If a sequence $\{f_n\}$ is pre-compact, then it has to be bounded and equi-integrable. There is also a condition about translated of $f_n$ (i.e. maps of the form $f_n(x+h), h\in\mathbb R$, namely $\lim_{h\to 0}\sup_{n\in\Bbb N}\lVert f_n(\cdot+h)-f_n(\cdot)\rVert_{L^2}=0$, and these conditions are necessary and sufficient to have pre-compactness.
By standard measure theory (Lusin's theorem, for instance), the continuous functions $C(D)$ are dense in $L^2(D)$. By Stone-Weierstrass, the polynomials are dense in $C(D)$ (uniformly, and so in $L^2$). And, finally, the polynomials with rational coefficients are dense in the polynomials. This last set is countable and dense in $L^2(D)$.
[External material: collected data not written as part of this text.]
PR #2390, opened 2019-03-06
Add Blaze Pizza

tas50:
I've been seeing this all over US shopping centers recently.

### DIFF
--- a/brands/amenity/restaurant.json
+++ b/brands/amenity/restaurant.json
@@ -93,8 +93,19 @@
   },
   "amenity/restaurant|Blaze Pizza": {
     "count": 59,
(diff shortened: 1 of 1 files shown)


Adamant36:
What do you think about the country codes going left to right for multiple entries versus down? Down seems like a lot of extra lines to me.

tas50:
The advantage of down is diffs are clean as they open new locations in other countries. It also matches a lot of the other entries we have which go down. Github and git in general do a pretty awful job of showing long line diffs.

Adamant36:
That's kind of what I was thinking. Thought id ask though. Five entries isn't that bad either.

Regarding your second question, the fact that the Lebesgue measure of $D$ is nonzero guarantees that $L^2(D)$ is infinite-dimensional, and as such it has a countable orthonormal basis $\{e_j\}_{j\in\mathbb{N}}$ (we know it is countable by the first part of the question, although it is irrelevant here). The distance between any two elements in this basis is $\sqrt2$, so if we consider the sequence of balls of radius $\sqrt2/2$ around each $e_j$, we get an open cover of the sequence with no finite subcover.